Here we go again, the "battle of the sexes"...


----------



## Guest (Nov 25, 2010)

Here's another interesting tidbit about posters to classical music forums, many of them cannot read. Oh, all right. I'm being generous. Many of them find more pleasure in twisting other poster's words than they do in dealing with what the other posters have actually said.

As in StlukesguildOhio: "In other words, if the classical listener does not listen to all of the rather obscure contemporaries that you like, they don't like music very much?"

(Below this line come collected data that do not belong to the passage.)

PR #1858, opened 2023-04-06
Make generated signal width the max of connected signal widths

kbieganski:
If a generated wire or port is connected to multiple instance ports, its width
is taken as the maximum of widths of all connected ports. This only works if the
dimensions are given as numbers. Otherwise, the fallback is to just use the
first relevant dimensions.


hzeller (approved):
Nice

PR #1863, opened 2023-04-13
line-length-rule: Be more robust in walking token iterators.

hzeller:
Making sure to not wander outside of range. Discovered by fuzzing.

b/269962677


verilog/analysis/checkers/line_length_rule.cc
```diff
@@ -84,12 +84,19 @@ static bool AllowLongLineException(TokenSequence::const_iterator token_begin,
   // TODO(b/134180314): Preserve all text in lexer.
   if (token_begin == token_end) return true;  // Conservatively ignore.
   auto last_token = token_end - 1;            // Point to last token.
-  if (last_token->token_enum() == verible::TK_EOF) --last_token;
+  if (last_token > token_begin && last_token->token_enum() == verible::TK_EOF) {
```
fangism, line 87: (No action needed). Just an observation: the use of greater/less than comparisons implies that the iterator is `RandomAccess`ible, but I think that was already the case with `token_end - 1`.

fangism (approved):

PR #279, opened 2025-04-22
Rust Edition 2024

dknopik:
Switch to Rust Edition 2024 and update dependencies.

In a nutshell,
- the formatter seems to want to do things a bit differently,
- `gen` is now a keyword, so I renamed a module, and
- `set_var` is now `unsafe`, so I added a comment explaining why we are fine.


Zacholme7 (approved):
lgtm

Issue #264, opened 2025-04-14
Stop handling liquidated clusters and update fee recipient in validator store


dknopik:
Currently, we only check if any validator has been added or removed when polling from the database. We do not properly check for clusters that have been liquidated or for updated fee recipients.

PR #280, opened 2025-04-22
Handle liquidated/reactivated clusters and update fee recipient

Zacholme7:
## Issue Addressed

#264 

## Proposed Changes

Handles the addition/removal of validators based on cluster liquidation status and updated fee recipients.

For liquidations,we can filter based on the liquidation status. If the cluster is now liquidated, we will not mark those validators as seen and they will be removed. If a cluster has been reactivated, they will pass the filter and get added back in.


anchor/validator_store/src/lib.rs
```diff
@@ -165,8 +166,38 @@ impl<T: SlotClock, E: EthSpec> AnchorValidatorStore<T, E> {
...
+                        // recipient
+
+                        // Create a new cluster with updated fee recipient
+                        let new_cluster = Arc::new(Cluster {
+                            cluster_id: old_cluster.cluster_id,
+                            owner: old_cluster.owner,
+                            fee_recipient: cluster.fee_recipient,
+                            liquidated: old_cluster.liquidated,
+                            cluster_members: old_cluster.cluster_members.clone(),
+                        });
```
dknopik: what do you think about keeping this general and just comparing whether the old cluster and the new cluster are the same? That way we also catch e.g. someone rapidly switching over a validator to another cluster with the same fee recipient.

Hmmm. An interesting twist of "most people, including those who post to classical music forums, don't really like music all that much." Now that is an inflammatory and probably indefensible assertion made in a moment of high puckishness. One thing it is not is a criticism of people who don't listen to the contemporaries I do. ("Obscure" is St's word, note, and says more about him than it does about the contemporary composers.)

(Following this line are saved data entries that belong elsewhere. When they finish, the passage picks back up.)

PR #281, opened 2025-04-22
setup mev-boost support

Zacholme7:
## Issue Addressed

#261 

## Proposed Changes

Just have to plumb MEV options into the validator store

### DIFF
--- a/anchor/client/src/cli.rs
+++ b/anchor/client/src/cli.rs
@@ -474,7 +474,7 @@ pub struct Node {
     #[clap(
         long,
         alias = "private-tx-proposals",
-        help = "If this flag is set, Lighthouse will query the Beacon Node for only block \
+        help = "If this flag is set, Anchor will query the Beacon Node for only block \
                 headers during proposals and will sign over headers. Useful for outsourcing \
                 execution payload construction during proposals.",
         display_order = 0,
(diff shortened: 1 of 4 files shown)


anchor/client/src/cli.rs
```diff
@@ -470,6 +470,47 @@ pub struct Node {
         display_order = 0
     )]
     pub work_queue_size: Vec<String>,
+
+    #[clap(
+        long,
+        alias = "private-tx-proposals",
+        help = "If this flag is set, Lighthouse will query the Beacon Node for only block \
```
dknopik: Anchor instead of Lighthouse

anchor/client/src/cli.rs
```diff
@@ -470,6 +470,47 @@ pub struct Node {
...
+                when choosing between a builder payload header and payload from \
+                the local execution node.",
+        conflicts_with = "prefer_builder_proposals",
+        display_order = 0
+    )]
+    pub builder_boost_factor: Option<u64>,
+
+    #[clap(
+        long,
+        help = "If this flag is set, Lighthouse will always prefer blocks \
```
dknopik: Anchor instead of Lighthouse

anchor/client/src/cli.rs
```diff
@@ -470,6 +470,47 @@ pub struct Node {
...
+    pub prefer_builder_proposals: bool,
+
+    #[clap(
+        long,
+        value_name = "UNIX-TIMESTAMP",
+        help = "This flag takes a unix timestamp value that will be used to override the \
+                timestamp used in the builder api registration.",
+        display_order = 0
+    )]
+    pub builder_registration_timestamp_override: Option<u64>,
```
dknopik: I don't think we can offer this option.

We need to sign with the start of the epoch as timestamp, as that is what go-ssv does. Deviating from that would cause us to fail to sign.

dknopik (commented):
nice!

dknopik (approved):
LGTM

To DrMike: I've already declined to defend my assertion. But you do tempt me to do so, you really do. Just so you know. Otherwise, if you don't listen to "modern music" much, then you're right, you won't know the women composers who are every bit as good as their male counterparts. And there are a lot of them. More than ever before.* So there's really nothing theoretical about their talent, not any more. It's right there, ready to be heard. As a side note, the words "modern music," surely the least felicitous of the umbrella terms, do not identify a style but numerous styles. (If "style" is even the right word. I'm pretty sure it's not.)

*I wasn't talking about the number of women composers. I was talking about their visibility to the general classical listener. And their visibility is rather low, as low as most of their male counterparts among most classical listeners. St keeps saying that that "obscurity" means that they're just not as good. Or that the women that only a few people "in the know" know about (tautology his!) are a chimera. St, I think that once again you've presented the conversational equivalent of "heads I win, tails you lose." Most people don't know any of the artists you fancy, even the "famous" ones. Why knowing should be considered a handicap, indeed a proof of bad faith, is quite beyond me. You consider your knowledge to be a good thing, but mine to be bad? That's just silly.

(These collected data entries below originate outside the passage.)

PR #282, opened 2025-04-23
Health endpoint

ThreeHrSleep:
## Issue Addressed

part of https://github.com/sigp/anchor/issues/26


dknopik:
You seem to have updated the dependencies in this PR with `cargo update` or by deleting the `Cargo.lock` file, as the `Cargo.lock` file is updated with many version changes. I assume this was by accident. Can you please revert that, and make sure only adding the dependencies to the `http_api` is reflected there?

ThreeHrSleep:
ahh,,,sorry, my bad
cleaned it..I think it should be better now

dknopik (approved):
Thanks, LGTM!

PR #283, opened 2025-04-23
Enable aarch64 builds

dknopik:
Enable `aarch64` builds.

Long running branches that require quicker builds (such as `interop1`) can simply remove this again, as GitHub will pick the workflow from the branch.


antondlr (approved):
lgtm!

PR #284, opened 2025-04-23
Fix flipped condition for committee relevancy check

dknopik:
I introduced a bug when fixing a TODO in #265. 

When checking whether a committee message is relevant for us, we correctly check whether we are a member of it, but then discard the message if so, instead of if not. This PR flips the condition to fix this.


Zacholme7 (approved):
lgtm

Issue #252, opened 2025-04-14
Extend Syncer to actually handle multiple URLs


dknopik:
While support for multiple Beacon Nodes is implemented via `FallbackBeaconNodes`, there is currently no support for multiple EL RPC and WS endpoints - we just take the first supplied via the CLI for each.

We should implement some fallback logic that switches over to another URL if we encounter faults.

It is unclear how complex this needs to be (do we need some kind of scoring regarding node quality, or is it sufficient to just fail over to the next one on failure), and whether there is some existing mechanism for this available, e.g. in Alloy.

PR #285, opened 2025-04-23
Node fallback endpoints

Zacholme7:
## Issue Addressed

#252

## Proposed Changes

Support fallback url for rpc provider. 

Unfortunately there is no easy way to also support this for websockets. Another potential option is to use [polling](https://docs.rs/alloy/latest/alloy/providers/trait.Provider.html#method.watch_blocks) instead of websocket connections to provider fallbacks.


dknopik:
As we will not accept fallback WS URLs for now, we should adjust the CLI to only accept one WS URL.

dknopik (approved):
LGTM, ty!

Issue #268, opened 2025-04-15
Report accurate Node Metadata


dknopik:
Currently, we initialize the Node Metadata used in the handshake as follows: 

```rust
            Some(NodeMetadata {
                node_version: "1.0.0".to_string(),
                execution_node: "geth/v1.10.8".to_string(),
                consensus_node: "lighthouse/v1.5.0".to_string(),
                subnets: "00000000000000000000000000000000".to_string(),
            }),
```

Only the `subnets` field is adjusted dynamically.

IMO, we should at least correctly fill the `node_version`, as that might be useful for troubleshooting. 

`execution_node` and `consensus_node` are less important - especially considering that the handshake mechanism can be considered deprecated and due for replacement or removal via an SIP. So I'd be fine with dummy values for those. Looking forward to your opinion.

diegomrsantos:
> the handshake mechanism can be considered deprecated

Why is it?

dknopik:
It has flaws in its design, especially with regard to data encoding. I think it is bound to be replaced with some SIP.

PR #286, opened 2025-04-23
Node version in metadata

Zacholme7:
## Issue Addressed

#268

## Proposed Changes

Put the node version into the metadata. Will have to update version prefix alongside releases.

Question: Do we also want platform? Or just version


dknopik:
> Question: Do we also want platform? Or just version

Personally, I do not care. Go-SSV does not report platform (but they also do not report that they are Go-SSV)...

dknopik (approved):
LGTM, but feel free to wait for the other's feedback if you want

diegomrsantos:
Adding platform is fine imo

To both of you (and I should really have waited for Ravellian to jump into the fray, so that I could deal with everyone all at once, eh?), yes, there are many fine composers who are also women. I can say that with some assurance because I know many of them. Even more than on that rather short list I proffered over three years ago when this thread first began. St plays that knowledge out as some rarified specialist knowledge so outside the mainstream as to be practically useless and probably illusory. DrMike plays that knowledge out as me trying to prove how sophisticated I am. Sigh.

How about I just love music? Wouldn't we all get along a lot better if we just listened to music and talked about what we liked rather than all this ceaseless wrangling and petty jealousies? "I love music more than you." "No, I love music more than _you._" "What you guys call music isn't even really music. Only the music _I_ love is worth listening to." "You're stupid." "You're a jerk."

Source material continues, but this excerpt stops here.